WHAT YOU NEED TO DO. Scan the records for the word "gone". Report each line where it occurs.

[Stored data]
PR #2087, opened 2021-07-15
Shorten proofs of 32 theorems

jamesjer:
I may have gone a bit overboard tonight.  If this is too big to digest in one lump, let me know and I can break it up into smaller pull requests.

Checking with SHOW TRACE_BACK /AXIOMS shows only two differences:
- rab0 gains wo, df-or, wne, df-ne, wral, df-ral, cin, df-in, wss, and df-ss
- funtpg loses w3o and df-3or

I expect that the rab0 change is not a problem, but let me know if it is and I can remove that change.

I found 2 theorems tonight that puzzle me.  First, dfss1 and sseqin2 are identical; in fact, the proof of the latter is simply the former.  Both seem to be used in set.mm.  Should one be removed?

Second, I don't understand rgenz.  It is rgen with an additional hypothesis, but an identical conclusion.  That doesn't seem useful.  It isn't used by any proof in set.mm.  The proof can be can be shortened to the following, which enables removing the dv condition, but I wondered if the theorem shouldn't be removed instead.

```
15     mpancom.1=ne0i    $p |- ( x e. A -> A =/= (/) )
16     mpancom.2=rgenz.1 $e |- ( ( A =/= (/) /\ x e. A ) -> ph )
17   rgen.1=mpancom    $p |- ( x e. A -> ph )
18 rgenz=rgen        $p |- A. x e. A ph
```

### DIFF
--- a/discouraged
+++ b/discouraged
@@ -16055,6 +16055,7 @@ New usage of "elreal" is discouraged (7 uses).
 New usage of "elreal2" is discouraged (3 uses).
 New usage of "elringchomALTV" is discouraged (1 uses).
 New usage of "elrngchomALTV" is discouraged (1 uses).
+New usage of "elsnxpOLD" is discouraged (0 uses).
 New usage of "elspancl" is discouraged (1 uses).
 New usage of "elspani" is discouraged (2 uses).
 New usage of "elspansn" is discouraged (6 uses).
@@ -16171,6 +16172,7 @@ New usage of "flddivrng" is discouraged (2 uses).
 New usage of "fldhmsubcALTV" is discouraged (0 uses).
 New usage of "fnexALT" is discouraged (0 uses).
 New usage of "fngid" is discouraged (0 uses).
+New usage of "foco2OLD" is discouraged (0 uses).
 New usage of "fourierdlem31OLD" is discouraged (0 uses).
 New usage of "fourierdlem42OLD" is discouraged (0 uses).
 New usage of "fsumshftdOLD" is discouraged (0 uses).
@@ -16179,6 +16181,7 @@ New usage of "ftalem5OLD" is discouraged (0 uses).
 New usage of "funadj" is discouraged (4 uses).
 New usage of "funcnvadj" is discouraged (1 uses).
 New usage of "funcnvmptOLD" is discouraged (0 uses).
+New usage of "funcnvqpOLD" is discouraged (0 uses).
 New usage of "funcringcsetcALTV" is discouraged (0 uses).
 New usage of "funcringcsetcALTV2" is discouraged (0 uses).
 New usage of "funcringcsetcALTV2lem1" is discouraged (4 uses).
@@ -16200,6 +16203,8 @@ New usage of "funcringcsetclem7ALTV" is discouraged (1 uses).
 New usage of "funcringcsetclem8ALTV" is discouraged (1 uses).
 New usage of "funcringcsetclem9ALTV" is discouraged (1 uses).
 New usage of "funcrngcsetcALT" is discouraged (0 uses).
+New usage of "funprgOLD" is discouraged (0 uses).
+New usage of "funtpgOLD" is discouraged (0 uses).
 New usage of "fvimacnvALT" is discouraged (0 uses).
 New usage of "fzo0ssnn0OLD" is discouraged (0 uses).
 New usage of "gen11" is discouraged (19 uses).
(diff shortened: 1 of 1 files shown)


benjub:
> I expect that the rab0 change is not a problem, but let me know if it is and I can remove that change.

That's probably ok, waiting for @nmegill's approval (the definitions other than df-clab, df-cleq, df-clel are innocuous), even if this puzzles me a bit.  Interestingly, the new dependencies come from abfal, while my version of abfal (bj-abfal) does not have them (except for df-or and df-en).  I'll try to have a closer look.

> I found 2 theorems tonight that puzzle me. First, dfss1 and sseqin2 are identical; in fact, the proof of the latter is simply the former. Both seem to be used in set.mm. Should one be removed?

I would merge them (moving sseqin2's comment to dfss1).

> Second, I don't understand rgenz. It is rgen with an additional hypothesis, but an identical conclusion. That doesn't seem useful. It isn't used by any proof in set.mm.

I would remove it.

nmegill:
> I may have gone a bit overboard tonight. If this is too big to digest in one lump, let me know and I can break it up into smaller pull requests.

It is fine.  Nice work.

> 
> Checking with SHOW TRACE_BACK /AXIOMS shows only two differences:
> 
> * rab0 gains wo, df-or, wne, df-ne, wral, df-ral, cin, df-in, wss, and df-ss
> * funtpg loses w3o and df-3or
> 
> I expect that the rab0 change is not a problem, but let me know if it is and I can remove that change.

I looked at it, and it shouldn't be a problem.

> 
> I found 2 theorems tonight that puzzle me. First, dfss1 and sseqin2 are identical; in fact, the proof of the latter is simply the former. Both seem to be used in set.mm. Should one be removed?

These should be one theorem.  sseqin2 seems a more meaningful name than dfss1.  Both are used heavily, so we can't just delete one without side effects.  We should move the sseqin2 comment to dfss1 as Benoit suggested.  Then "delete" the sseqin2 $p statement, i.e. rename it to  sseqin2OLD and add "Obsolete as of dd-mmm-yyyy. (New usage is discouraged.) (Proof modification discouraged.)" to its comment. Finally, rename all dfss1 to become sseqin2.  (For search and replace, note that every reference to "dfss1" in set.mm is preceded by space and followed by space or newline.)

Also add a line to the top of the label change list at the top of set.mm:
```
dd-mmm-yy dfss1     ---         deleted; use sseqin2
```

I think we should also delete dfss5.  This is a trivial manipulation of dfss1 which is used only 4 times, saving only 2 steps in each case.  If we really needed it frequently, it would be better to add a theorem that swaps equalities in general (something like eqcomd with biconditionals instead of implications) instead of being limited to ( B i^i A ) = A ).

To eliminate dfss5 from a proof, in MM-PA use "expand dfss5" then "save new_proof/compressed".  Once there are no more references ('show usage dfss5' shows no uses), rename dfss5 to dfss5OLD and add the notices to its comment.  Add the following label change list entry:
```
dd-mmm-yy dfss5     ---         deleted
```

There is no theorem sseqin1 because it would be identical to df-ss (whose name we cannot change without violating our convention for definition labels).  I have considered changing df-ss to be what is now called dfss2 in order to be closer to most textbook definitions; if that is done, then what is now df-ss would be called sseqin1.

> 
> Second, I don't understand rgenz. It is rgen with an additional hypothesis, but an identical conclusion. That doesn't seem useful. It isn't used by any proof in set.mm. The proof can be can be shortened to the following, which enables removing the dv condition, but I wondered if the theorem shouldn't be removed instead.

Yes, it should be removed.  (I can't remember what I intended it for, and I don't see any uses for it.)  Add to the list:
```
dd-mmm-yy rgenz     ---         deleted
```



> ```
> 15     mpancom.1=ne0i    $p |- ( x e. A -> A =/= (/) )
> 16     mpancom.2=rgenz.1 $e |- ( ( A =/= (/) /\ x e. A ) -> ph )
> 17   rgen.1=mpancom    $p |- ( x e. A -> ph )
> 18 rgenz=rgen        $p |- A. x e. A ph
> ```

benjub:
> There is no theorem sseqin1 because it would be identical to df-ss (whose name we cannot change without violating our convention for definition labels).

There is the possibility to add it as an alias, like con4 for ax-3, or alim for ax-4, which keeps the best of both worlds.  I would be in favor of it.

> I have considered changing df-ss to be what is now called dfss2 in order to be closer to most textbook definitions; if that is done, then what is now df-ss would be called sseqin1.

The current definitions try to avoid dummy variables (like df-nul, which is similarly not the textbook definition in general). So I think df-ss is fine, given that it mentions dfss2 as more traditional.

EXERCISE ANSWER.
I may have gone a bit overboard tonight.  If this is too big to digest in one lump, let me know and I can break it up into smaller pull requests.
> I may have gone a bit overboard tonight. If this is too big to digest in one lump, let me know and I can break it up into smaller pull requests.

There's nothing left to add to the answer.